JD.com is 20% owned by the Chinese video game maker Tencent Holdings TCEHY, which operates the superapp WeChat in China. Walmart (WMT) owns another 12% of JD.com. Tencent and Alibaba have attempted in China to restrain investors, making substantial shareholders sign agreements that they will not invest in the companies of the other “gang” if they are given access to a hot startup. Chinese regulators are now considering steps to prevent such anticompetitive behavior.

JD Health’s term sheet indicates that six cornerstone investors, led by the Singaporean sovereign wealth fund GIC, the Yale-seeded Asia private equity specialist Hillhouse Capital, hedge fund manager Tiger Global and BlackRock (BLK) , the world’s largest asset manager, have taken up to US$1.35 billion in the stock, according to reports.

With book building starting today, JD Health shares are due to be priced next Tuesday if all goes well. That would then allow the shares to start trading on Dec. 8.

The shares on sale represent 12.2% of JD Health’s equity, and 13.8% if the overallotment goes ahead. BofA Securities, Haitong Securities and UBS are underwriting the stock sale.
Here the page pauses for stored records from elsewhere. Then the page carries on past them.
PR #1646, opened 2016-08-11
Fix for nested set issue in php7 (see https://3v4l.org/IARp7)

kbond:
I'm not sure if this is the best solution but it fixed my problem.

In php 7.0, `ReflectionProperty::getValue()` creates a notice if the property does not exist. See https://3v4l.org/IARp7.  In php 7.1 it looks like it is going to throw an exception because the type doesn't match.

### DIFF
--- a/lib/Gedmo/Tree/Strategy/ORM/Nested.php
+++ b/lib/Gedmo/Tree/Strategy/ORM/Nested.php
@@ -534,6 +534,9 @@ class Nested implements Strategy
                 if ($node instanceof Proxy && !$node->__isInitialized__) {
                     continue;
                 }
+                if (get_class($node) !== $class) {
+                    continue;
+                }
                 $oid = spl_object_hash($node);
                 $left = $meta->getReflectionProperty($config['left'])->getValue($node);
                 $currentRoot = isset($config['root']) ? $meta->getReflectionProperty($config['root'])->getValue($node) : null;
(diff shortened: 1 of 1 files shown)


lib/Gedmo/Tree/Strategy/ORM/Nested.php
```diff
@@ -534,6 +534,9 @@ public function shiftRL(EntityManager $em, $class, $first, $delta, $root = null)
                 if ($node instanceof Proxy && !$node->__isInitialized__) {
                     continue;
                 }
+                if (get_class($node) !== $class) {
```
l3pp4rd: tests are failing, maybe you could use `$meta->getReflectionClass()->hasProperty($config['left'])` ?

kbond: This won't work as the problem is the `$meta` is always the correct NestedSet entity but the `$node` can be a non-nested-set entity.

kbond:
@l3pp4rd using the metadata of `$node` worked. The tests are passing.

l3pp4rd:
thanks ;)

kbond:
Can this be backported to the 2.4 branch?

l3pp4rd:
hm, guess need another PR in 2.4.x branch.

kbond:
Ok, see #1647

JD.com currently owns 81% of JD Health and says it will retain a majority stake after the offering. JD Health plans to use the proceeds from the stock sale to expand its business in China. There is likely to be intense competition in online health, and Chinese companies in digital businesses have a history of undercutting each other aggressively to win market share. Neither Alibaba Health nor competitor Ping An Healthcare & Technology HK:1833, with an ADR under PIAHY, have yet turned a profit.

JD Health generated C¥8.8 billion (US$1.2 billion) in sales in the first six months of this year, but generated a C¥5.4 billion loss (S$761 million). Excluding a one-time deduction stemming from the conversion of preferred shares, it would have generated a profit of C¥371 million (US$52.3 million).

Hong Kong’s stock market has not seen the kind of recovery enjoyed by equities in China. The benchmark Hang Seng Index in Hong Kong is still looking at a 5.4% loss so far this year, whereas the CSI 300 of the largest stocks in Shanghai and Shenzhen has raced ahead year to date with a 19.9% gain.

But the secondary listings of tech stocks such as JD.com; Alibaba, in a US$12.9 billion Hong Kong secondary last November; and video game maker NetEase (NTES) , which sold US$3.1 billion in shares in a secondary listing in June, have been changing the makeup of the Hong Kong market.